Stored items:
PR #1072, opened 2024-08-15
Added mocks for Illager and Pillager

4everTheOne:
# Description
Implemented mocks for [Illager](https://jd.papermc.io/paper/1.21.1/org/bukkit/entity/Illager.html) and [Pillager](https://jd.papermc.io/paper/1.21.1/org/bukkit/entity/Pillager.html).

A small refactor in InventoryMock was required, to support this change. In Paper, the Inventory does not have a restriction in sizes, only in CraftServer.
To resolve this, the validation was moved to ChestInventory.

# Checklist

# Relates

### DIFF
--- a/src/main/java/be/seeseemelk/mockbukkit/entity/IllagerMock.java
+++ b/src/main/java/be/seeseemelk/mockbukkit/entity/IllagerMock.java
@@ -1,0 +1,28 @@
+package be.seeseemelk.mockbukkit.entity;
+
+import be.seeseemelk.mockbukkit.ServerMock;
+import org.bukkit.entity.Illager;
+import org.jetbrains.annotations.NotNull;
+
+import java.util.UUID;
+
+/**
+ * Mock implementation of a {@link Illager}.
+ *
+ * @see RaiderMock
+ */
+public abstract class IllagerMock extends RaiderMock implements Illager
+{
+
+	/**
+	 * Constructs a new {@link RaiderMock} on the provided {@link ServerMock} with a specified {@link UUID}.
+	 *
+	 * @param server The server to create the entity on.
+	 * @param uuid   The UUID of the entity.
+	 */
+	protected IllagerMock(@NotNull ServerMock server, @NotNull UUID uuid)
+	{
+		super(server, uuid);
+	}
+
+}
--- a/src/main/java/be/seeseemelk/mockbukkit/entity/IllagerMock.java
+++ b/src/main/java/be/seeseemelk/mockbukkit/entity/IllagerMock.java
@@ -15,7 +15,7 @@ public abstract class IllagerMock extends RaiderMock implements Illager
 {
 
 	/**
-	 * Constructs a new {@link RaiderMock} on the provided {@link ServerMock} with a specified {@link UUID}.
+	 * Constructs a new {@link IllagerMock} on the provided {@link ServerMock} with a specified {@link UUID}.
 	 *
 	 * @param server The server to create the entity on.
 	 * @param uuid   The UUID of the entity.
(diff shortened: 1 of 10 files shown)


src/main/java/be/seeseemelk/mockbukkit/entity/IllagerMock.java
Thorinwasher, line 1: Mostly a question, there's no different implementation for illagers?

src/test/java/be/seeseemelk/mockbukkit/ServerMockTest.java
```diff
@@ -90,7 +91,7 @@
 import org.spigotmc.event.player.PlayerSpawnLocationEvent;
 
 import javax.imageio.ImageIO;
-import java.awt.Graphics2D;
+import java.awt.*;
```
Thorinwasher: I often do this as well, anyhow please avoid wildcard imports. You can change this in your IDE settings in such a way that it does not autoformat to this.

src/main/java/be/seeseemelk/mockbukkit/entity/PillagerMock.java
```diff
@@ -0,0 +1,46 @@
...
+
+/**
+ * Mock implementation of a {@link Pillager}.
+ *
+ * @see IllagerMock
+ */
+public class PillagerMock extends IllagerMock implements Pillager, MockRangedEntity<PillagerMock>
+{
+
+	private final Inventory inventory = new InventoryMock(this, 5, InventoryType.CHEST);
```
Thorinwasher, line 25: I don't know that much about inventories, but from looking into the paper source code I found that the main hand should have a crossbow item in it for pillagers.

Thorinwasher (changes requested):
I found one small inconsistency between the paper implementation and this implementation (To be honest here, that one was kind of hard to find, but I'm always suspicious when the implementation is too similar to the super class)

For more info: I think `net.minecraft.world.entity.Entity#finalizeSpawn()` is always triggered when spawning an entity, this method essentially adds a crossbow to the main hand equipment slot of the entity. The thing is that these differences are only visible in mojang code.

src/test/java/be/seeseemelk/mockbukkit/ServerMockTest.java
4everTheOne: Thanks for the heads up. For some reason in this project I still had the configuration to covert the "java.awt" to a wildcard import. I've removed this and updated the PR.

src/main/java/be/seeseemelk/mockbukkit/entity/IllagerMock.java
Thorinwasher: I could not find anything special in the mojang implementation, so I assume not

4everTheOne: In Paper/Bukkit implemention the Illager (CraftIllager) is working like an abstract class that will be extended by [Evoker](https://jd.papermc.io/paper/1.21.1/org/bukkit/entity/Evoker.html), [Illusioner](https://jd.papermc.io/paper/1.21.1/org/bukkit/entity/Illusioner.html), [Pillager](https://jd.papermc.io/paper/1.21.1/org/bukkit/entity/Pillager.html), [Spellcaster](https://jd.papermc.io/paper/1.21.1/org/bukkit/entity/Spellcaster.html), [Vindicator](https://jd.papermc.io/paper/1.21.1/org/bukkit/entity/Vindicator.html).

src/main/java/be/seeseemelk/mockbukkit/entity/PillagerMock.java
4everTheOne: Good catch! I totally forgot about the Crossbow.
PR has been updated with it.

Thorinwasher (approved):
Looks good to me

▸ TASK ITEM
An exact copy of the data, with every line intact, is the required answer.

▸ ANSWER SECTION
PR #1072, opened 2024-08-15
Added mocks for Illager and Pillager

4everTheOne:
# Description
Implemented mocks for [Illager](https://jd.papermc.io/paper/1.21.1/org/bukkit/entity/Illager.html) and [Pillager](https://jd.papermc.io/paper/1.21.1/org/bukkit/entity/Pillager.html).

A small refactor in InventoryMock was required, to support this change. In Paper, the Inventory does not have a restriction in sizes, only in CraftServer.
To resolve this, the validation was moved to ChestInventory.

# Checklist

# Relates

### DIFF
--- a/src/main/java/be/seeseemelk/mockbukkit/entity/IllagerMock.java
+++ b/src/main/java/be/seeseemelk/mockbukkit/entity/IllagerMock.java
@@ -1,0 +1,28 @@
+package be.seeseemelk.mockbukkit.entity;
+
+import be.seeseemelk.mockbukkit.ServerMock;
+import org.bukkit.entity.Illager;
+import org.jetbrains.annotations.NotNull;
+
+import java.util.UUID;
+
+/**
+ * Mock implementation of a {@link Illager}.
+ *
+ * @see RaiderMock
+ */
+public abstract class IllagerMock extends RaiderMock implements Illager
+{
+
+	/**
+	 * Constructs a new {@link RaiderMock} on the provided {@link ServerMock} with a specified {@link UUID}.
+	 *
+	 * @param server The server to create the entity on.
+	 * @param uuid   The UUID of the entity.
+	 */
+	protected IllagerMock(@NotNull ServerMock server, @NotNull UUID uuid)
+	{
+		super(server, uuid);
+	}
+
+}
--- a/src/main/java/be/seeseemelk/mockbukkit/entity/IllagerMock.java
+++ b/src/main/java/be/seeseemelk/mockbukkit/entity/IllagerMock.java
@@ -15,7 +15,7 @@ public abstract class IllagerMock extends RaiderMock implements Illager
 {
 
 	/**
-	 * Constructs a new {@link RaiderMock} on the provided {@link ServerMock} with a specified {@link UUID}.
+	 * Constructs a new {@link IllagerMock} on the provided {@link ServerMock} with a specified {@link UUID}.
 	 *
 	 * @param server The server to create the entity on.
 	 * @param uuid   The UUID of the entity.
(diff shortened: 1 of 10 files shown)


src/main/java/be/seeseemelk/mockbukkit/entity/IllagerMock.java
Thorinwasher, line 1: Mostly a question, there's no different implementation for illagers?

src/test/java/be/seeseemelk/mockbukkit/ServerMockTest.java
```diff
@@ -90,7 +91,7 @@
 import org.spigotmc.event.player.PlayerSpawnLocationEvent;
 
 import javax.imageio.ImageIO;
-import java.awt.Graphics2D;
+import java.awt.*;
```
Thorinwasher: I often do this as well, anyhow please avoid wildcard imports. You can change this in your IDE settings in such a way that it does not autoformat to this.

src/main/java/be/seeseemelk/mockbukkit/entity/PillagerMock.java
```diff
@@ -0,0 +1,46 @@
...
+
+/**
+ * Mock implementation of a {@link Pillager}.
+ *
+ * @see IllagerMock
+ */
+public class PillagerMock extends IllagerMock implements Pillager, MockRangedEntity<PillagerMock>
+{
+
+	private final Inventory inventory = new InventoryMock(this, 5, InventoryType.CHEST);
```
Thorinwasher, line 25: I don't know that much about inventories, but from looking into the paper source code I found that the main hand should have a crossbow item in it for pillagers.

Thorinwasher (changes requested):
I found one small inconsistency between the paper implementation and this implementation (To be honest here, that one was kind of hard to find, but I'm always suspicious when the implementation is too similar to the super class)

For more info: I think `net.minecraft.world.entity.Entity#finalizeSpawn()` is always triggered when spawning an entity, this method essentially adds a crossbow to the main hand equipment slot of the entity. The thing is that these differences are only visible in mojang code.

src/test/java/be/seeseemelk/mockbukkit/ServerMockTest.java
4everTheOne: Thanks for the heads up. For some reason in this project I still had the configuration to covert the "java.awt" to a wildcard import. I've removed this and updated the PR.

src/main/java/be/seeseemelk/mockbukkit/entity/IllagerMock.java
Thorinwasher: I could not find anything special in the mojang implementation, so I assume not

4everTheOne: In Paper/Bukkit implemention the Illager (CraftIllager) is working like an abstract class that will be extended by [Evoker](https://jd.papermc.io/paper/1.21.1/org/bukkit/entity/Evoker.html), [Illusioner](https://jd.papermc.io/paper/1.21.1/org/bukkit/entity/Illusioner.html), [Pillager](https://jd.papermc.io/paper/1.21.1/org/bukkit/entity/Pillager.html), [Spellcaster](https://jd.papermc.io/paper/1.21.1/org/bukkit/entity/Spellcaster.html), [Vindicator](https://jd.papermc.io/paper/1.21.1/org/bukkit/entity/Vindicator.html).

src/main/java/be/seeseemelk/mockbukkit/entity/PillagerMock.java
4everTheOne: Good catch! I totally forgot about the Crossbow.
PR has been updated with it.

Thorinwasher (approved):
Looks good to me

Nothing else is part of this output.